Dr. Terry Cooke-Davies, a global thought leader in project management, addressed aspiring project management professionals in a series of events held by PMI India office in April. Dr. Cooke-Davies, who has over 30 years of experience in project management, addressed professionals in Mumbai, Bengaluru, Hyderabad and New Delhi as a part of the PMI Knowledge Forum.

Dr. Cooke-Davies has been working to bridge the gap between academic research and effective corporate improvement through project management. He spoke on the need for senior management to recognize that project management can bring about business change management.

“We face a few fundamental challenges in managing projects. Businesses underestimate project management basics and do not recognize that project planning is different from risk management. Project management is dream engineering; we do not plan a project from a known present but from an unknown future. In risk management, we plan from the known present,” Dr. Cooke-Davies explained. The other challenge that project managers face is in embedding and aligning a temporary organization (the project) into the permanent organization.

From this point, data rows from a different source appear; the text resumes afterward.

PR #2151, opened 2024-01-18
CLI flag to generate autostart files

### LINKED ISSUE #2142: Add CLI command to generate launchd units for macOS hosts (systemd units for Linux hosts)
It looks like launching `limactl start` via launchd is difficult and we have to let launchd start `limactl hostagent` directly.

The `limactl hostagent` command is still internal to Lima and has to be wrapped by a "public" CLI command.

The public command for generating the unit files can be like `limactl (create|edit|start) --autostart=<BOOL>`  .

- - -

ref:

> The method of invoking `limactl start docker` with `launchd` does not work.
> If `limactl start` starts `limactl hostagent` and terminates itself, `launchd` will detect the termination and terminate `limactl hostagent` and other processes in the same process group.
> Using `<key>AbandonProcessGroup</key><true/>` will prevent `limactl hostagent` from terminating by `launchd`, but will also prevent it from terminating on user logout.
> Therefore, I submitted this change because I thought it would be better to allow `launchd` to start and stop `limactl hostagent` directly.
>
>_Originally posted by @norio-nomura in https://github.com/lima-vm/lima/issues/2140#issuecomment-1892909533_

roman-kiselenko:
Added a new public CLI command: `limactl start-at-login INSTANCE --enabled`.
This command facilitates the generation of unit files for `launchd/systemd`, providing users with a straightforward way to control `limactl` autostart behavior.

Simplified Integration:

Adjusted `launchd/systemd` integration to start the `limactl hostagent` directly, simplifying the launch process.

Fix #2142

Partialy based on #2140

### DIFF
--- a/cmd/limactl/delete.go
+++ b/cmd/limactl/delete.go
@@ -5,7 +5,9 @@ import (
 	"errors"
 	"fmt"
 	"os"
+	"runtime"
 
+	"github.com/lima-vm/lima/pkg/autostart"
 	networks "github.com/lima-vm/lima/pkg/networks/reconcile"
 	"github.com/lima-vm/lima/pkg/stop"
 	"github.com/lima-vm/lima/pkg/store"
@@ -43,6 +45,14 @@ func deleteAction(cmd *cobra.Command, args []string) error {
 		}
 		if err := deleteInstance(cmd.Context(), inst, force); err != nil {
 			return fmt.Errorf("failed to delete instance %q: %w", instName, err)
+		}
+		if runtime.GOOS == "darwin" || runtime.GOOS == "linux" {
+			deleted, err := autostart.DeleteStartAtLoginEntry(runtime.GOOS, instName)
+			if err != nil && !errors.Is(err, os.ErrNotExist) {
+				logrus.WithError(err).Warnf("The autostart file for instance %q does not exist", instName)
+			} else if deleted {
+				logrus.Infof("The autostart file %q has been deleted", autostart.GetFilePath(runtime.GOOS, instName))
+			}
 		}
 		logrus.Infof("Deleted %q (%q)", instName, inst.Dir)
 	}
--- a/cmd/limactl/start-at-login.go
+++ b/cmd/limactl/start-at-login.go
@@ -1,0 +1,72 @@
+package main
+
+import (
+	"errors"
+	"os"
+	"runtime"
+
+	"github.com/lima-vm/lima/pkg/autostart"
+	"github.com/lima-vm/lima/pkg/store"
+	"github.com/sirupsen/logrus"
+	"github.com/spf13/cobra"
+)
+
+func startAtLoginCommand() *cobra.Command {
+	startAtLoginCommand := &cobra.Command{
+		Use:               "start-at-login INSTANCE",
+		Short:             "Register/Unregister an autostart file for the instance",
+		Args:              WrapArgsError(cobra.MaximumNArgs(1)),
+		RunE:              startAtLoginAction,
+		ValidArgsFunction: startAtLoginComplete,
+		GroupID:           advancedCommand,
+	}
+
+	startAtLoginCommand.Flags().Bool(
+		"enabled", true,
+		"Automatically start the instance when the user logs in",
+	)
+
+	return startAtLoginCommand
+}
+
+func startAtLoginAction(cmd *cobra.Command, args []string) error {
+	instName := DefaultInstanceName
+	if len(args) > 0 {
+		instName = args[0]
+	}
+
+	inst, err := store.Inspect(instName)
+	if err != nil {
+		if errors.Is(err, os.ErrNotExist) {
+			logrus.Infof("Instance %q not found", instName)
+			return nil
+		}
+		return err
+	}
+
+	flags := cmd.Flags()
+	startAtLogin, err := flags.GetBool("enabled")
+	if err != nil {
+		return err
+	}
+	if startAtLogin {
+		if err := autostart.CreateStartAtLoginEntry(runtime.GOOS, inst.Name, inst.Dir); err != nil {
+			logrus.WithError(err).Warnf("Can't create an autostart file for instance %q", inst.Name)
+		} else {
+			logrus.Infof("The autostart file %q has been created or updated", autostart.GetFilePath(runtime.GOOS, inst.Name))
+		}
+	} else {
+		deleted, err := autostart.DeleteStartAtLoginEntry(runtime.GOOS, instName)
+		if err != nil {
+			logrus.WithError(err).Warnf("The autostart file %q could not be deleted", instName)
+		} else if deleted {
+			logrus.Infof("The autostart file %q has been deleted", autostart.GetFilePath(runtime.GOOS, instName))
+		}
+	}
+
+	return nil
+}
+
+func startAtLoginComplete(cmd *cobra.Command, _ []string, _ string) ([]string, cobra.ShellCompDirective) {
+	return bashCompleteInstanceNames(cmd)
+}
--- a/pkg/autostart/autostart.go
+++ b/pkg/autostart/autostart.go
@@ -1,0 +1,119 @@
+// Package autostart manage start at login unit files for darwin/linux
+package autostart
+
+import (
+	_ "embed"
+	"errors"
+	"fmt"
+	"os"
+	"os/exec"
+	"path"
+	"path/filepath"
+	"strconv"
+	"strings"
+
+	"github.com/lima-vm/lima/pkg/textutil"
+)
+
+//go:embed lima-vm@INSTANCE.service
+var systemdTemplate string
+
+//go:embed io.lima-vm.autostart.INSTANCE.plist
+var launchdTemplate string
+
+// CreateStartAtLoginEntry respect host OS arch and create unit file
+func CreateStartAtLoginEntry(hostOS, instName, workDir string) error {
+	unitPath := GetFilePath(hostOS, instName)
+	if _, err := os.Stat(unitPath); err != nil && !errors.Is(err, os.ErrNotExist) {
+		return err
+	}
+	tmpl, err := renderTemplate(hostOS, instName, workDir, os.Executable)
+	if err != nil {
+		return err
+	}
+	if err := os.MkdirAll(filepath.Dir(unitPath), os.ModePerm); err != nil {
+		return err
+	}
+	if err := os.WriteFile(unitPath, tmpl, 0o644); err != nil {
+		return err
+	}
+	return enableDisableService("enable", hostOS, GetFilePath(hostOS, instName))
+}
+
+// DeleteStartAtLoginEntry respect host OS arch and delete unit file
+// return true, nil if unit file has been deleted
+func DeleteStartAtLoginEntry(hostOS, instName string) (bool, error) {
+	unitPath := GetFilePath(hostOS, instName)
+	if _, err := os.Stat(unitPath); err != nil {
+		return false, err
+	}
+	if err := enableDisableService("disable", hostOS, GetFilePath(hostOS, instName)); err != nil {
+		return false, err
+	}
+	if err := os.Remove(unitPath); err != nil {
+		return false, err
+	}
+	return true, nil
+}
+
+// GetFilePath returns the path to autostart file with respect of host
+func GetFilePath(hostOS, instName string) string {
+	var fileTmpl string
+	if hostOS == "darwin" { // launchd plist
+		fileTmpl = fmt.Sprintf("%s/Library/LaunchAgents/io.lima-vm.autostart.%s.plist", os.Getenv("HOME"), instName)
+	}
+	if hostOS == "linux" { // systemd service
+		// Use instance name as argument to systemd service
+		// Instance name available in unit file as %i
+		xdgConfigHome := os.Getenv("XDG_CONFIG_HOME")
+		if xdgConfigHome == "" {
+			xdgConfigHome = filepath.Join(os.Getenv("HOME"), ".config")
+		}
+		fileTmpl = fmt.Sprintf("%s/systemd/user/lima-vm@%s.service", xdgConfigHome, instName)
+	}
+	return fileTmpl
+}
+
+func enableDisableService(action, hostOS, serviceWithPath string) error {
+	// Get filename without extension
+	filename := strings.TrimSuffix(path.Base(serviceWithPath), filepath.Ext(path.Base(serviceWithPath)))
+
+	var args []string
+	if hostOS == "darwin" {
+		// man launchctl
+		args = append(args, []string{
+			"launchctl",
+			action,
+			fmt.Sprintf("gui/%s/%s", strconv.Itoa(os.Getuid()), filename),
+		}...)
+	} else {
+		args = append(args, []string{
+			"systemctl",
+			"--user",
+			action,
+			filename,
+		}...)
+	}
+	cmd := exec.Command(args[0], args[1:]...)
+	cmd.Stdout = os.Stdout
+	cmd.Stderr = os.Stderr
+	return cmd.Run()
+}
+
+func renderTemplate(hostOS, instName, workDir string, getExecutable func() (string, error)) ([]byte, error) {
+	selfExeAbs, err := getExecutable()
+	if err != nil {
+		return nil, err
+	}
+	tmpToExecute := systemdTemplate
+	if hostOS == "darwin" {
+		tmpToExecute = launchdTemplate
+	}
+	return textutil.ExecuteTemplate(
+		tmpToExecute,
+		map[string]string{
+			"Binary":   selfExeAbs,
+			"Instance": instName,
+			"WorkDir":  workDir,
+		})
+}
--- a/pkg/autostart/io.lima-vm.autostart.INSTANCE.plist
+++ b/pkg/autostart/io.lima-vm.autostart.INSTANCE.plist
@@ -1,0 +1,25 @@
+<?xml version="1.0" encoding="UTF-8"?>
+<!DOCTYPE plist PUBLIC "-//Apple//DTD PLIST 1.0//EN" "http://www.apple.com/DTDs/PropertyList-1.0.dtd">
+<plist version="1.0">
+<dict>
+	<key>Label</key>
+	<string>io.lima-vm.autostart.{{ .Instance }}</string>
+	<key>ProgramArguments</key>
+	<array>
+		<string>{{ .Binary }}</string>
+		<string>start</string>
+		<string>{{ .Instance }}</string>
+		<string>--foreground</string>
+	</array>
+	<key>RunAtLoad</key>
+	<true/>
+	<key>StandardErrorPath</key>
+	<string>launchd.stderr.log</string>
+	<key>StandardOutPath</key>
+	<string>launchd.stdout.log</string>
+	<key>WorkingDirectory</key>
+	<string>{{ .WorkDir }}</string>
+	<key>ProcessType</key>
+	<string>Background</string>
+</dict>
+</plist>
--- a/cmd/limactl/main.go
+++ b/cmd/limactl/main.go
@@ -123,6 +123,10 @@ func newApp() *cobra.Command {
 		newProtectCommand(),
 		newUnprotectCommand(),
 	)
+	if runtime.GOOS == "darwin" || runtime.GOOS == "linux" {
+		rootCmd.AddCommand(startAtLoginCommand())
+	}
+
 	return rootCmd
 }
 
--- a/pkg/autostart/autostart_test.go
+++ b/pkg/autostart/autostart_test.go
@@ -1,0 +1,124 @@
+package autostart
+
+import (
+	"runtime"
+	"strings"
+	"testing"
+
+	"gotest.tools/v3/assert"
+)
+
+func TestRenderTemplate(t *testing.T) {
+	if runtime.GOOS == "windows" {
+		t.Skip("skipping testing on windows host")
+	}
+	tests := []struct {
+		Name          string
+		InstanceName  string
+		HostOS        string
+		Expected      string
+		WorkDir       string
+		GetExecutable func() (string, error)
+	}{
+		{
+			Name:         "render darwin launchd plist",
+			InstanceName: "default",
+			HostOS:       "darwin",
+			Expected: `<?xml version="1.0" encoding="UTF-8"?>
+<!DOCTYPE plist PUBLIC "-//Apple//DTD PLIST 1.0//EN" "http://www.apple.com/DTDs/PropertyList-1.0.dtd">
+<plist version="1.0">
+<dict>
+	<key>Label</key>
+	<string>io.lima-vm.autostart.default</string>
+	<key>ProgramArguments</key>
+	<array>
+		<string>/limactl</string>
+		<string>start</string>
+		<string>default</string>
+		<string>--foreground</string>
+	</array>
+	<key>RunAtLoad</key>
+	<true/>
+	<key>StandardErrorPath</key>
+	<string>launchd.stderr.log</string>
+	<key>StandardOutPath</key>
+	<string>launchd.stdout.log</string>
+	<key>WorkingDirectory</key>
+	<string>/some/path</string>
+	<key>ProcessType</key>
+	<string>Background</string>
+</dict>
+</plist>`,
+			GetExecutable: func() (string, error) {
+				return "/limactl", nil
+			},
+			WorkDir: "/some/path",
+		},
+		{
+			Name:         "render linux systemd service",
+			InstanceName: "default",
+			HostOS:       "linux",
+			Expected: `[Unit]
+Description=Lima - Linux virtual machines, with a focus on running containers.
+Documentation=man:lima(1)
+
+[Service]
+ExecStart=/limactl start %i --foreground
+WorkingDirectory=%h
+Type=simple
+TimeoutSec=10
+Restart=on-failure
+
+[Install]
+WantedBy=multi-user.target`,
+			GetExecutable: func() (string, error) {
+				return "/limactl", nil
+			},
+			WorkDir: "/some/path",
+		},
+	}
+	for _, tt := range tests {
+		t.Run(tt.Name, func(t *testing.T) {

“Recent studies have shown that project planning has not improved in the past 15 years. Organizations do not have specialist planners. Plans are made with the help of estimators who lack the skill of planning, and hence decisions based on these plans have a high possibility of failing,” he added.

Managing director, PMI India, Raj Kalady pointed to last year’s Flash Report of the Ministry of Statistics and Program Implementation, which said that the amount of money spent on projects in India due to delays is Rs 3,70,000 crore. “We need to bring about a change in attitude if projects have to succeed in this country. Plan your projects well, be proactive, base your decisions on facts, observe and measure work progress, introduce best practices, and conduct root cause analysis,” said Kalady. He spoke about the growth of PMI in the past 40 years, and the value that PMI has brought to businesses worldwide.